Three years ago there were four workers for every job. But according to the largest provider of labour to farms like this one, the figures have reversed. Now one person has four jobs to choose from - in large part because growers across Europe are now competing for labour on a greater scale

“Workers in eastern Europe are incredibly attracted by other countries. Main competitors are Germany and the Netherlands” says Stephanie Maurel, who works for a top agency providing seasonal jobs to farms in England. She adds: “these countries are doing a really good job in governmental support for workers, tax breaks, their growers have invested heavily and their farms have developed really quickly so they are in need of more labour.”

In 2017, Britain had a 10% drop in the number of European seasonal workers coming from Europe, in 2018 the drop was higher at 13% and the same figure is expected this year. The UK is around 10,000 to 15,000 workers short and fields go unpicked with fruits that won’t end up in the shops.

The situation this summer has meant UK fruit farmers are fighting on many fronts.
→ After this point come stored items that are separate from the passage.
PR #7783, opened 2017-10-02
add logic for preallocate from valid rids

tglman:
Add some logic to allow to pre-allocate rids from a already valid rid, this is needed for distributed when a transaction is arriving from another node.

### DIFF
--- a/core/src/main/java/com/orientechnologies/orient/core/storage/impl/local/OAbstractPaginatedStorage.java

Improving working conditions for workers compared to its EU competitors is a priority.

A reason why this is happening now is that a weaker British economy means these seasonal migrants stand to make less money when they go over to the UK. Claudiu Netoiu works as a foreman in a farm in Kent: “We did have some no shows, so it’s quite challenging because today we have a gang of 50 people and sometimes we have only 40 turning up.” He adds: “one of the big reasons is the value of the British Pound as before the Brexit referendum the Sterling was strong, now it’s dropped to something awful.”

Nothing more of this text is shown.